Principal InvestigatorGary Doran
The Europa Clipper spacecraft is scheduled to launch in 2024 and will carry a suite of nine science instruments to study and map Jupiter's moon Europa during a series of over 45 flybys. Below its icy surface, Europa harbors a liquid water ocean that might provide a habitable environment for extraterrestrial life. Europa Clipper can increase our understanding of Europa's habitability by discovering and observing phenomena such as water vapor plumes, thermal anomalies, and compositional anomalies, which are manifestations of interactions between Europa's subsurface ocean and its surface that can be directly observed by the spacecraft.
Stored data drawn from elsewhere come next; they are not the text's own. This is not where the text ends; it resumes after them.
Issue #838, opened 2024-02-06
Invalid selector values passed to DbtTestMixin


ms32035:
https://github.com/astronomer/astronomer-cosmos/blame/72690d31ba6822ae6df56f4d56f26196234c80b5/cosmos/airflow/graph.py#L107

In `DbtTestMixin` the types are
```
        exclude: str | None = None,
        select: str | None = None,
        selector: str | None = None,
```

whereas what comes from `RenderConfig` is
```
    select: list[str] = field(default_factory=list)
    exclude: list[str] = field(default_factory=list)
    selector: str | None = None
```

this results in an invalid test command generation
```
'--select', '[]', '--exclude', '[]',
```

ms32035:
This has fixed the issue for me
```
        task_args["select"] = render_config.select[0] if render_config.select else None
        task_args["selector"] = render_config.selector
        task_args["exclude"] = render_config.exclude[0] if render_config.exclude else None
```
though I don't exactly understand why as by empty list evaluate to `False` in Python

pankajkoti:
probably just an annotation issue after the PR https://github.com/astronomer/astronomer-cosmos/pull/863 was contributed, but would be nice to confirm once and close the issue after correcting the annotation

PR #863, opened 2024-02-27
Fix global flags for lists

ms32035:
## Description

Correctly deals with global flags when they are a list.
Note - in the module there's no distinguishing which are and which aren't.

## Breaking Change?

Fixes the resulting bug in #838, though the type discrepancy is still there.

## Checklist

### DIFF
--- a/cosmos/operators/base.py
+++ b/cosmos/operators/base.py
@@ -340,18 +340,6 @@ class DbtTestMixin:
         self.selector = selector
         super().__init__(exclude=exclude, select=select, selector=selector, **kwargs)  # type: ignore
 
-    def add_cmd_flags(self) -> list[str]:
-        flags = []
-        if self.exclude:
-            flags.extend(["--exclude", *self.exclude])
-
-        if self.select:
-            flags.extend(["--select", *self.select])
-
-        if self.selector:
-            flags.extend(["--selector", self.selector])
-        return flags
-
 
 class DbtRunOperationMixin:
     """
--- a/cosmos/operators/base.py
+++ b/cosmos/operators/base.py
@@ -198,7 +198,7 @@ class AbstractDbtBaseOperator(BaseOperator, metaclass=ABCMeta):
                     yaml_string = yaml.dump(global_flag_value)
                     flags.extend([dbt_name, yaml_string])
                 elif isinstance(global_flag_value, list):
-                    flags.extend([i for j in global_flag_value for i in [dbt_name, j]])
+                    flags.extend([dbt_name, " ".join(global_flag_value)])
                 else:
                     flags.extend([dbt_name, str(global_flag_value)])
         for global_boolean_flag in self.global_boolean_flags:
--- a/cosmos/operators/base.py
+++ b/cosmos/operators/base.py
@@ -198,6 +198,8 @@ class AbstractDbtBaseOperator(BaseOperator, metaclass=ABCMeta):
                 if isinstance(global_flag_value, dict):
                     yaml_string = yaml.dump(global_flag_value)
                     flags.extend([dbt_name, yaml_string])
+                elif isinstance(global_flag_value, list):
+                    flags.extend([i for j in global_flag_value for i in [dbt_name, j]])
                 else:
                     flags.extend([dbt_name, str(global_flag_value)])
         for global_boolean_flag in self.global_boolean_flags:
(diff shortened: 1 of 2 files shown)


tatiana (commented):
Thanks for working to fix this, @ms32035 !

Could you add a test that represents the original issue you found?

Would it make sense to fix the types as part of this PR? As you noticed,  `select` and `exclude` are likely lists.

ms32035:
I can add a test, but fixing the whole issue is beyond the scope of the PR. The problem is 
you have a duplication of handling `select` and `exclude` flags
between
https://github.com/astronomer/astronomer-cosmos/blob/da50758dc667caf5a1673d299586573920a8f785/cosmos/operators/base.py#L66
and 
https://github.com/astronomer/astronomer-cosmos/blob/main/cosmos/operators/base.py#L341
which you need to address on a design level

ms32035:
@tatiana maybe even this whole method is not needed, as it's handled by the global flags?
https://github.com/astronomer/astronomer-cosmos/blob/main/cosmos/operators/base.py#L341

tatiana:
> @tatiana maybe even this whole method is not needed, as it's handled by the global flags? https://github.com/astronomer/astronomer-cosmos/blob/main/cosmos/operators/base.py#L341

I think you're right, @ms32035 , could you delete this method and we can see if tests continue passing?

ms32035:
@tatiana this should now be addressed in my latest commit

cosmos/operators/base.py
```diff
@@ -197,6 +197,8 @@ def add_global_flags(self) -> list[str]:
                 if isinstance(global_flag_value, dict):
                     yaml_string = yaml.dump(global_flag_value)
                     flags.extend([dbt_name, yaml_string])
+                elif isinstance(global_flag_value, list):
+                    flags.extend([i for j in global_flag_value for i in [dbt_name, j]])
```
tatiana, line 201:
```suggestion
                elif isinstance(global_flag_value, list):
                    flags.extend(dbt_name, " ".join(global_flag_value)
```
@ms32035 I've been thinking about this, and I believe we need to change what I proposed.

From a node selection perspective (`select` and `exclude`), Cosmos has been dealing with items of the list as items of the same select/exclude statement, e.g.:
https://github.com/astronomer/astronomer-cosmos/blob/main/cosmos/dbt/selector.py#L438

Currently, if users do:
```
select: ["a", "b"]
```

During DAG parsing, Cosmos resolves it as `--select "a b"`.

The way that was implemented in da50758dc667caf5a1673d299586573920a8f785  would result in `--select "a" --select "b"`.

This is not very useful since dbt ignores the first select statement and only takes into account `--select "b"`

tests/operators/test_local.py
```diff
@@ -566,27 +566,35 @@ def test_store_compiled_sql() -> None:
...
             {"args": {"days": 7, "dry_run": True}, "macro_name": "bla"},
-            {"context": {}, "cmd_flags": ["--args", "days: 7\ndry_run: true\n"]},
+            {"context": {}, "env": {}, "cmd_flags": ["run-operation", "bla", "--args", "days: 7\ndry_run: true\n"]},
         ),
     ],
 )
-@patch("cosmos.operators.local.DbtLocalBaseOperator.build_and_run_cmd")
-def test_operator_execute_with_flags(mock_build_and_run_cmd, operator_class, kwargs, expected_call_kwargs):
+@patch("cosmos.operators.local.DbtLocalBaseOperator.run_command")
+def test_operator_execute_with_flags(mock_run_cmd, operator_class, kwargs, expected_call_kwargs):
```
tatiana, line 597: Since we're changing the method `add_global_flags`, it may be more representative to change the test `test_dbt_base_operator_add_global_flags` to something like:

```
def test_dbt_base_operator_add_global_flags() -> None:
    dbt_base_operator = ConcreteDbtLocalBaseOperator(
        task_id="my-task",
        project_dir="my/dir",
        vars={
            "start_time": "{{ data_interval_start.strftime('%Y%m%d%H%M%S') }}",
            "end_time": "{{ data_interval_end.strftime('%Y%m%d%H%M%S') }}",
        },
        no_version_check=True,
        select=["my_first_model", "my_second_model"]
    )
    assert dbt_base_operator.add_global_flags() == [
        "--select",
        "my_first_model my_second_model",
        "--vars",
        "end_time: '{{ data_interval_end.strftime(''%Y%m%d%H%M%S'') }}'\n"
        "start_time: '{{ data_interval_start.strftime(''%Y%m%d%H%M%S'') }}'\n",
        "--no-version-check",
    ]
```

cosmos/operators/base.py
ms32035: indeed, my mistake

ms32035:
@tatiana this should be good for merge now

tatiana (approved):
Thanks for working on this, @ms32035 ! We'll release it as part of 1.4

There are several key challenges to operating a spacecraft around Jupiter. First, its distance to Earth severely limits the communication bandwidth, so every bit of data sent back from the spacecraft is precious. Second, along with bandwidth limitations come latencies of approximately 1 hour due to the time it takes light to travel interplanetary distances between Jupiter and Earth. This means that observations must be scheduled long before each flyby in a fixed sequence that is uplinked to the spacecraft ahead of time. Anomalous surface temperatures, compositions, or sudden changes in magnetic fields might therefore be missed, not measured with optimal instrument settings, or not discovered until observations are downlinked to Earth. This limits the quality and quantity of observations that can be made of unpredictable phenomena. Finally, Jupiter's harsh radiation environment means that extra steps must be taken to protect Europa Clipper's electronics, including the use of radiation-hardened processors and memory that are less capable computationally than standard commercial hardware.
To address these challenges, we are investigating approaches to perform data analysis onboard the spacecraft to (1) identify the most scientifically relevant or interesting data to downlink first, (2) analyze data quality to avoid downlinking data that has been corrupted in the high-radiation environment, and (3) identify thermal and spectral anomalies such as hot-spots, plumes, or deposits of organic materials at the surface. The identification of anomalies can enable either downlink prioritization or re-targeting of other instruments during flyby to collect more detailed information about a phenomenon.